When faced with a new project, there is no subsititute for experience in determining how long you will need. Many project management books discuss techniques based on Function Point analysis. In practice you will probably use these methods only as a guide for more intuitive estimates. The estimator sheet here (with worked example) or here (no example) is a good start.
High Performance Computing
What is HPC?
High Performance Computing is generally considered to be anything that uses "custom bought (or built) computers for doing 'hard work' ". We consider "hard work" to be either anything that slows your desktop to a crawl for an hour or more; or anything that runs across multiple compute nodes, or uses custom hardware such as graphics cards. All of these tasks indicate you may want to look into using HPC facilities, either locally at Warwick, or further afield.
How do I get started with the HPC facilities?
If you're new to HPC in general, or to the facilities at Warwick, we have a short course that may help you. We try to run this at least once per academic year, or you can work through it online. Watch the calendar, or see the materials here.
I want or need to write parallel code. Where do I start?
Writing code to run on more than one processor (parallel code) isn't hard but it is different. For Research purposes, there are three main disciplines you may need.
Firstly, a lot of codes can benefit from basic threading, where all you as the programmer need to do is to get access to multiple processors and set to parameters to a library or tool. This is particularly the case in data processing sorts of work. For this, the best place to start is with the manual for your tool.

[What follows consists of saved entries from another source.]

PR #747, opened 2026-05-22
feat(price): Phase 0 — multi-source price module foundation

grunch:
## What

First atomic PR of the multi-source price rollout ([`docs/PRICE_PROVIDERS.md`](docs/PRICE_PROVIDERS.md) §9, **Phase 0**), which removes the Yadio single point of failure. This is the **foundation only**: the pluggable provider interface, the pure aggregation core, the price store, and the typed `[price]` config. **Purely additive** — no HTTP, no scheduler change, no consumer change, no behavior change.

The module is not yet referenced by `main`/handlers, so it carries a scoped `#![allow(dead_code)]` on `src/price/mod.rs`, **removed in Phase 1** when `PriceManager` wires the registry into the scheduler and `get_bitcoin_price`.

## New `src/price/`

- **`provider.rs`** — `PriceProvider` trait (async, object-safe via `async-trait` so the registry can hold `Vec<Box<dyn PriceProvider>>`); `Quote` (`PerBtc` direct | `PerBase` fiat-cross); `ProviderId`; `ProviderError`; and `ProviderHealth` circuit-breaker state (pure, clock injected; exponential backoff + cap).
- **`aggregate.rs`** — the pure §6 core: `combine` (median + outlier guard; cleans `NaN`/`inf`/`≤0`; mean for 2, single for 1), `resolve_per_base` (fiat-cross → per-BTC against the USD anchor, §6.3), `aggregate_tick` (the §5.3 pipeline; uppercases codes so providers that disagree on casing still combine, §6.6).
- **`store.rs`** — `PriceStore` (RwLock map) with last-known-good semantics (currencies absent from a tick keep their prior entry, §6.4) and a staleness-checked `get` returning a local `PriceError` (mapped onto `MostroError` in Phase 1/4 per §10.2).
- **`config.rs`** — `PriceSettings` + `ProviderConfig` (`enabled`/`url`/`fallback_urls`/`api_key`/`token`/`only`/`except`) with §7 defaults and validation (`only`⊕`except`, outlier range).

## Wiring

`Settings` gains `Option<PriceSettings>` + `Settings::get_price()` (mirrors `get_bond`); every literal `Settings { .. }` constructor (wizard + test helpers) updated. Adds the `async-trait` dependency.

## Tests (38 new) — Phase 0 acceptance

- **combine**: 0/1/2/≥3 sources, outlier discarded at the boundary (inclusive), all-equal, `NaN`/`inf`/`≤0` rejected.
[...]

PR #748, opened 2026-05-22
fix(price): tolerate null rates in Yadio /exrates/BTC response

grunch:
## Diagnosis

Running `mostrod` on `main` logs every tick:

```
ERROR mostrod::scheduler: Failed to update Bitcoin prices: Error caused by Error serializing message
```

Yadio's `GET /exrates/BTC` now returns a **`null`** value for at least one currency:

```json
{ "BTC": { "USD": 75899.55, "EUR": 65393.99, "BGN": null, ... }, "base": "BTC", "timestamp": 1779480604069 }
```

`BitcoinPriceManager::update_prices` parses that into `YadioResponse { btc: HashMap<String, f64> }`. serde cannot deserialize `null` into `f64`, so the **whole** response is rejected — mapped to `ServiceError::MessageSerializationError` (Display: "Error serializing message"). A single unpriced currency (BGN) takes down BTC prices for **all** 100+ currencies, leaving clients on stale data.

## Fix

Parse leniently as `HashMap<String, Option<f64>>` and keep only currencies with a usable rate — dropping `null` and any non-finite / non-positive value — before storing in `BITCOIN_PRICES` and publishing to Nostr. The unpriced currency is simply absent until Yadio prices it again; everything else updates normally.

Minimal and targeted: only `src/bitcoin_price.rs` (the `/exrates/BTC` cached path). The per-take `/convert` path in `get_market_quote` queries a single currency and is unaffected.

## Tests

- New regression test `test_yadio_response_with_null_rate_is_parsed_and_filtered` using the exact payload shape (USD, EUR, `BGN: null`): the lenient parse accepts it and the filter drops only BGN.
- Existing deserialization tests updated for the `Option<f64>` shape; the malformed-JSON / null-map / string-value error tests still reject as before.
- `cargo build`, `cargo test` (bitcoin_price: 11 pass), `cargo clippy --all-targets --all-features`, `cargo fmt` all clean.

## Note

This is the immediate hotfix for the Yadio single point of failure. The in-progress multi-source price module (spec `docs/PRICE_PROVIDERS.md`, Phase 0 in #747) removes the dependency on Yadio alone and its Yadio adapter will carry the same lenient parsing.

## Summary by CodeRabbit

* **Bug Fixes**
  * Improved handling of missing exchange rate data. The price system now gracefully processes incomplete currency rate information, filtering out invalid values while maintaining stability and accuracy of available rates.

[Review Change Stack](https://app.coderabbit.ai/change-stack/MostroP2P/mostro/pull/748?utm_source=github_walkthrough&utm_medium=github&utm_campaign=change_stack)

### DIFF
--- a/src/bitcoin_price.rs
+++ b/src/bitcoin_price.rs
@@ -13,8 +13,13 @@ use tracing::{error, info};
 
 #[derive(Debug, Deserialize)]
 struct YadioResponse {
+    // Yadio reports `null` for currencies it currently has no rate for
+    // (observed: `"BGN": null`). A strict `HashMap<String, f64>` makes serde
+    // reject the *entire* response on the first null, taking every currency
+    // down with it. Parse leniently as `Option<f64>` and drop the bad
+    // entries in `update_prices`.
     #[serde(rename = "BTC")]
-    btc: HashMap<String, f64>,
+    btc: HashMap<String, Option<f64>>,
 }
 
 static BITCOIN_PRICES: Lazy<RwLock<HashMap<String, f64>>> =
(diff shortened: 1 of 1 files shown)


Catrya (approved):
tACK

arkanoider (approved):
tACK!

Secondly, there is threading that you yourself write - usually either directly or using a library such as OpenMP (Open MultiProcessing). "Threading" here roughly translates to using multiple work-streams on multiple processors, but all of them having access to the same memory. We suggest looking here, and turning to our forum if you want some specific guidance.
Thirdly, there is parallel code using explicit sharing of data, usually via the MPI (Message Passing Interface) library. Here you run multiple copies of your code, which each work on their own sub-set of the problem, and explicitly talk to each other to share information. We currently run Introductory and Intermediate MPI courses in the Autumn and Spring terms respectively - watch our calendar or access the materials for self-study on our training pages.